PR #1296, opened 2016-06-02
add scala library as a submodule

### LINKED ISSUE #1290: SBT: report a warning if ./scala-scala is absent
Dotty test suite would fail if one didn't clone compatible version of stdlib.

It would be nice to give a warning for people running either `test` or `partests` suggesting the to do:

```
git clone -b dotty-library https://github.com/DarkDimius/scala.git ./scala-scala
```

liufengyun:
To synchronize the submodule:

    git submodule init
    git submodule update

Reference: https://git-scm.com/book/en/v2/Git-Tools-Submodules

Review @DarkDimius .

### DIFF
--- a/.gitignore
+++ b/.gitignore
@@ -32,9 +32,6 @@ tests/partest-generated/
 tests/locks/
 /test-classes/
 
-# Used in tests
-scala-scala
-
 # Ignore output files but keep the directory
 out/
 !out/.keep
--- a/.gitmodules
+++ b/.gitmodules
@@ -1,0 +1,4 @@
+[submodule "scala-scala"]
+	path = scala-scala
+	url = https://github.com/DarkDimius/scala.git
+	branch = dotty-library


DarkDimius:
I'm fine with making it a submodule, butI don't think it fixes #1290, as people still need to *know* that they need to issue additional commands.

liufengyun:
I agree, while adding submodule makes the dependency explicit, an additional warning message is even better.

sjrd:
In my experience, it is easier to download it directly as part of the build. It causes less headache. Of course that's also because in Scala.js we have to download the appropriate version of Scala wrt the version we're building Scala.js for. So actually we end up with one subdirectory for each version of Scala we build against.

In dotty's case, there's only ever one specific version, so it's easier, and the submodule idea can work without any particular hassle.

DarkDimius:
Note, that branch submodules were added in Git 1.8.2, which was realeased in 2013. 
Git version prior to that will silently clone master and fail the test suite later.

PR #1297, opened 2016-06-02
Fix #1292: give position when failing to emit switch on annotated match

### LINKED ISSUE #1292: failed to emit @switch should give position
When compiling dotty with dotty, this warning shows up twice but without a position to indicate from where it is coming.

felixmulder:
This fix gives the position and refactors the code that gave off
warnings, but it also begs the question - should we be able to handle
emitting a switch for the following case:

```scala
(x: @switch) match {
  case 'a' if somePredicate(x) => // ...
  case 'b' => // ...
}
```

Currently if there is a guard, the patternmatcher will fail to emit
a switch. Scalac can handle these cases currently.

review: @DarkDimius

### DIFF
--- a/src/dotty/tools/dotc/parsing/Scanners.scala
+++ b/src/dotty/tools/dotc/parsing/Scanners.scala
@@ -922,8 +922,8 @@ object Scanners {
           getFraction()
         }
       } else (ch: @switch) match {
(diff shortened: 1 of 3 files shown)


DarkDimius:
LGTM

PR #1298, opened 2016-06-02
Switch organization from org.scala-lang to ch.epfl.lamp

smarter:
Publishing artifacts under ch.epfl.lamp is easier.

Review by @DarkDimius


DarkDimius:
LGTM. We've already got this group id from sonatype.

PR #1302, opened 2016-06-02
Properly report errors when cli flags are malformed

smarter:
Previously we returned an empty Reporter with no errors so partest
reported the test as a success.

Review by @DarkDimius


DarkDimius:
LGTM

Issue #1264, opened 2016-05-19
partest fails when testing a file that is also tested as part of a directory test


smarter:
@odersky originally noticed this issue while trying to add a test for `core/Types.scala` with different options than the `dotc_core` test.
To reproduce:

____________

= REQUIRED ACTION =
Through the final line of the listing, beginning at the line that contains "partest fails when", every line is to be set down exactly, with no others.

= EXPECTED ANSWER =
partest fails when testing a file that is also tested as part of a directory test


smarter:
@odersky originally noticed this issue while trying to add a test for `core/Types.scala` with different options than the `dotc_core` test.
To reproduce:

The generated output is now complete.